* **Extracted material**:
PR #4433, opened 2026-04-23
[BpkAccordion][BpkAriaLive][BpkAutosuggest] Use logical properties for RTL

gert-janvercauteren:
Replace physical CSS properties with logical equivalents so these components flow correctly in RTL without needing an explicit \`bpk-rtl\` mixin override.

- **BpkAccordionItem**: \`text-align: left\` → \`text-align: start\`; removed \`utils.bpk-rtl\` override and \`utils\` import.
- **BpkAriaLive stories**: \`margin-right\` → \`margin-inline-end\` on the chip spacing.
- **BpkAutosuggest**: \`padding-left\` → \`padding-inline-start\`; \`margin-right\` → \`margin-inline-end\` on the suggestion icon; removed the \`utils.bpk-rtl\` block and \`utils\` import.

Add \`patch\` label — visual behaviour in LTR is unchanged; RTL now relies on native logical-property flipping.

- [x] Tests (existing SCSS snapshot/visual coverage)
- [ ] Accessibility tests — keyboard/zoom/screen reader unchanged; no interaction or semantics modified

### DIFF
--- a/packages/bpk-component-autosuggest/src/BpkAutosuggest.module.scss
+++ b/packages/bpk-component-autosuggest/src/BpkAutosuggest.module.scss
@@ -20,7 +20,6 @@
 @use '../../bpk-mixins/borders';
 @use '../../bpk-mixins/layers';
 @use '../../bpk-mixins/typography';
-@use '../../bpk-mixins/utils';
 
 $arrow-size: tokens.bpk-spacing-sm() * 3;
 
@@ -104,19 +103,14 @@ $arrow-size: tokens.bpk-spacing-sm() * 3;
     padding: tokens.bpk-spacing-base();
 
     &--indent {
-      padding-left: tokens.bpk-spacing-xl();
+      padding-inline-start: tokens.bpk-spacing-xl();
     }
 
     &-icon {
       display: flex;
-      margin-right: tokens.bpk-spacing-md();
       vertical-align: top;
       fill: tokens.$bpk-text-secondary-day;
-
-      @include utils.bpk-rtl {
-        margin-right: 0;
-        margin-left: tokens.bpk-spacing-md();
-      }
+      margin-inline-end: tokens.bpk-spacing-md();
     }
 
     &-content {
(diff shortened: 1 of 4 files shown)


packages/bpk-component-autosuggest/src/BpkAutosuggest.module.scss
```diff
@@ -104,19 +103,14 @@ $arrow-size: tokens.bpk-spacing-sm() * 3;
...
     &-icon {
       display: flex;
-      margin-right: tokens.bpk-spacing-md();
       vertical-align: top;
       fill: tokens.$bpk-text-secondary-day;
-
-      @include utils.bpk-rtl {
-        margin-right: 0;
-        margin-left: tokens.bpk-spacing-md();
-      }
```
Faye-Xiao, line 119: The same physical-property + `bpk-rtl `override pattern exists in `BpkAutosuggestV2` and wasn't caught by this PR:
https://github.com/Skyscanner/backpack/blob/af3c529b70ae4da72a3bf87246d6786334e73b7a/packages/bpk-component-autosuggest/src/BpkAutosuggestV2/BpkAutosuggest.module.scss#L82-L94
```
&--indent {
  padding-left: tokens.bpk-spacing-xl();  // → padding-inline-start
}
&-icon {
  margin-right: tokens.bpk-spacing-md();  // → margin-inline-end
  @include utils.bpk-rtl {               // → can be removed
    margin-right: 0;
    margin-left: tokens.bpk-spacing-md();
  }
}
```
Would be great to include this in the same PR since it's an identical pattern in the V2 of the same component. Also, the utils import on line 23 of that file can be dropped once the bpk-rtl block is removed (assuming bpk-visually-hidden on line 144 is the only other utils usage — worth double-checking).

Separately, there are similar physical property + `bpk-rtl `override patterns in a handful of other components (`BpkDescriptionList`, `BpkPaginationList`, `BpkModalInner`, `BpkRating`) — those could follow in a separate PR if you'd prefer to keep the scope here focused.

gert-janvercauteren: Good catch — applied the same change to BpkAutosuggestV2 in bf8f85f. Confirmed utils.bpk-visually-hidden is the only other usage so the import stays. The other components (BpkDescriptionList, BpkPaginationList, BpkModalInner, BpkRating) will follow in a separate PR.

Supremeyh (approved):
lgtm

* **Directions for this task**: How many lines in the data contain the string "left"? Respond with the number only.

* **Expected answer**: 7